# Help with first rew graph



## ps3bluray (Sep 26, 2009)

This is my firrst rew graph, I'm not sure how to read it, if anyone can give me feedback on it that be great, tks kenny


----------



## Wayne A. Pflughaupt (Apr 13, 2006)

Welcome to the Forum Kenny!

It’ll be much easier to evaluate your graph if you’ll change your horizontal and vertical axis to our standard – see this post: Getting Graphs Ready to Post

Regards,
Wayne


----------



## ps3bluray (Sep 26, 2009)

Thanks Wayne, sorry about the graph!


----------



## ps3bluray (Sep 26, 2009)

Is this graph set properly?


----------



## ps3bluray (Sep 26, 2009)

Is there a reason why its not coming anywhere close to my target. From looking at other ppl's graphs, there coming alot closer to the 75 db target


----------



## brucek (Apr 11, 2006)

> Is there a reason why its not coming anywhere close to my target. From looking at other ppl's graphs, there coming alot closer to the 75 db target


Yes, you forgot to run the Calibrate SPL routine after you ran the Check Levels routine.

brucek


----------



## ps3bluray (Sep 26, 2009)

No I believe I did that. Clicked calibrate spl. It ran the tone. Checked the level on the meter. It said 75db and the calibrate box also said 75db. This stuff can be really confusing at first. Wow
_Posted via Mobile Device_


----------



## glaufman (Nov 25, 2007)

Yes, it can be a little confusing your first few times. We're here to help.

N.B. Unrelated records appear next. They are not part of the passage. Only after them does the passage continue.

PR #519, opened 2017-12-15
Fix turn override for android and iOS

### LINKED ISSUE #456: How to use TURN_SERVER_OVERRIDE config in AppRTC-Android client?

KaptenJansson:
**Description**
- fixes #456 (uses the fix suggested in https://github.com/webrtc/apprtc/issues/456#issuecomment-351020935)
- Remove CEOD as it's no longer used.
- Update GCLOUD version
- Rename TURN_SERVER_OVERRIDE to ICE_SERVER_OVERRIDE
- Pass in the ICE_SERVER_OVERRIDE to pc config ice servers rather than using a separate attribute for this

**Purpose**
- Reduce the amount of changes required in the clients.

### DIFF
--- a/build/ensure_gcloud_sdk_is_installed.py
+++ b/build/ensure_gcloud_sdk_is_installed.py
@@ -14,7 +14,7 @@ import subprocess
 # https://cloud.google.com/sdk/downloads#versioned
 
 GCLOUD_DOWNLOAD_URL = 'https://dl.google.com/dl/cloudsdk/channels/rapid/downloads/'
-GCLOUD_SDK_TAR_FILE = 'google-cloud-sdk-138.0.0-linux-x86_64.tar.gz'
+GCLOUD_SDK_TAR_FILE = 'google-cloud-sdk-183.0.0-linux-x86_64.tar.gz'
 GCLOUD_SDK_INSTALL_FOLDER = 'google-cloud-sdk'
 TEMP_DIR = 'temp'
 GCLOUD_SDK_PATH = os.path.join(TEMP_DIR, GCLOUD_SDK_INSTALL_FOLDER)
--- a/src/app_engine/apprtc.py
+++ b/src/app_engine/apprtc.py
@@ -42,12 +42,14 @@ def get_hd_default(user_agent):
   return 'true'
 
 # iceServers will be filled in by the TURN HTTP request.
-def make_pc_config(ice_transports):
+def make_pc_config(ice_transports, ice_server_override):
   config = {
   'iceServers': [],
   'bundlePolicy': 'max-bundle',
   'rtcpMuxPolicy': 'require'
   };
+  if ice_server_override:
+    config['iceServers'] = ice_server_override
   if ice_transports:
     config['iceTransports'] = ice_transports
   return config
@@ -260,7 +262,6 @@ def get_room_parameters(request, room_id, client_id, is_initiator):
   # TODO(tkchin): We want to provide a ICE request url on the initial get,
   # but we don't provide client_id until a join. For now just generate
   # a random id, but we should make this better.
-  # TODO(jansson): Remove this once CEOD is deprecated.
   username = client_id if client_id is not None else generate_random(9)
   if len(ice_server_base_url) > 0:
     ice_server_url = constants.ICE_SERVER_URL_TEMPLATE % \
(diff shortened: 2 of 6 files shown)


KaptenJansson:
I think we still need to modify the client to allow for turn override since it does not know that it should NOT connect to the ICE server.

coderxhs:
@KaptenJansson @MirkoBonadei i update the apprtc and webrtc  code to the latest version, it works perfect by Firefox on PC, but on android client(AppRTCMobile.apk), the problem is still there like below, can you give me some advise how to modify the webrtc to adapt the apprtc? the app is still try to connect the ICE server,but i used a coturn(https://github.com/coturn/coturn).
          
unnamed

didactics:
Hi @coderxhs! As @Pizza67 pointed out (https://github.com/webrtc/apprtc/issues/456#issuecomment-351020935), the [Android AppRTC](https://webrtc.googlesource.com/src/+/master/examples/androidapp/src/org/appspot/apprtc/RoomParametersFetcher.java) needs to be modified to accept the TURN/STUN overrides.

To configure my local instance of [AppRTC server](https://github.com/webrtc/apprtc.git) for external TURN/STUN servers, in [constants.py](https://github.com/webrtc/apprtc/blob/master/src/app_engine/constants.py) I commented out [this](https://github.com/webrtc/apprtc/blob/master/src/app_engine/constants.py#L23) and uncommented [ICE_SERVER_OVERRIDE](https://github.com/webrtc/apprtc/blob/master/src/app_engine/constants.py#L25) according to @KaptenJansson's recommendations. (Heads up, after uncommenting the [ICE_SERVER_OVERRIDE](https://github.com/webrtc/apprtc/blob/master/src/app_engine/constants.py#L25) line, remove the leading indent, or the built and running server won't accept connections.) In my case the config looked like this:

```
ICE_SERVER_OVERRIDE  = [
 {
   "urls": [
     "turn:13.250.13.83:3478?transport=udp",
     "turn:13.250.13.83:3478?transport=tcp"
   ],
   "username": "YzYNCouZM1mhqhmseWk6",
   "credential": "YzYNCouZM1mhqhmseWk6"
 },
 {
   "urls": [
     "stun:hostname/IpToStunServer:19302"
   ]
 }
]
```
Then I had to modify the [Android client app](https://webrtc.googlesource.com/src/+/master/examples/androidapp/src/org/appspot/apprtc/RoomParametersFetcher.java#200). Lines 200 through 218 should be replaced with:
```
// Return the list of ICE servers described by a WebRTCPeerConnection
// configuration string.
private List<PeerConnection.IceServer> iceServersFromPCConfigJSON(String pcConfig)
    throws JSONException {
  JSONObject json = new JSONObject(pcConfig);
  JSONArray servers = json.getJSONArray("iceServers");
  List<PeerConnection.IceServer> ret = new ArrayList<>();
  for (int i = 0; i < servers.length(); ++i) {
    JSONObject server = servers.getJSONObject(i);
    JSONArray turnUrls = server.getJSONArray("urls");
    String username = server.has("username") ? server.getString("username") : "";
    String credential = server.has("credential") ? server.getString("credential") : "";

    for (int j = 0; j < turnUrls.length(); j++) {
      String turnUrl = turnUrls.getString(j);
      PeerConnection.IceServer turnServer =
          PeerConnection.IceServer.builder(turnUrl)
                  .setUsername(username)
                  .setPassword(credential)
                  .createIceServer();
      ret.add(turnServer);
    }
  }
  return ret;
}
```
With these changes, both Firefox and the Android client app join in a room successfully. If the changes to the client are accepted, hope to see them in the Google repo one day.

It certainly sounds like you ran the routine. Once you confirmed the reading, to close the dialog box did you click "Finished" or "Cancel"?
Also, for this frequency range, make sure you chose "Use REW subwoofer cal signal" when starting the SPL calibration.

Which meter were you using to calibrate the level? Was it set to "C weighting?" Where was the range dial set?


----------



## ps3bluray (Sep 26, 2009)

When I was done I hit finished. I'm using the subwoofer cal signal. I'm using a Radioshack spl meter. Was gonna purchase an ecm8000 and probably still will, but for sub testing the rs spl should be fine? My spl was set on 70db. 

I wanna get into full range Testing. I've build 8-4 inch acoustic absorbing panels for first reflections, and plan on doing corner superchunks. So learning rew is important cause I wanna do some before and afer tests.

Kenny
_Posted via Mobile Device_


----------



## brucek (Apr 11, 2006)

> My spl was set on 70db


On that scale, the highest level that the meter can register would be 76dB before it clips.

Use the 80dB setting with Radio Shack Meters.



> I've build 8-4 inch acoustic absorbing panels for first reflections


You'll want to familiarize yourself with ETC graphs then and concern yourself with a range above 100Hz. Take a peak at this post.

brucek


----------



## ps3bluray (Sep 26, 2009)

Tks Bruce. So I'll use 80 db range but calibrate it to 75db?
_Posted via Mobile Device_


----------



## brucek (Apr 11, 2006)

> So I'll use 80 db range but calibrate it to 75db?


Yes. The 80dB range allows more room for peaks in the response above the 75dB that you have calibrated at. When you are calibrating (Check Levels + Calibrate SPL), the needle is indeed a bit hard to read at 75dB on the 80dB range, but it isn't critical to be exact on the 75dB.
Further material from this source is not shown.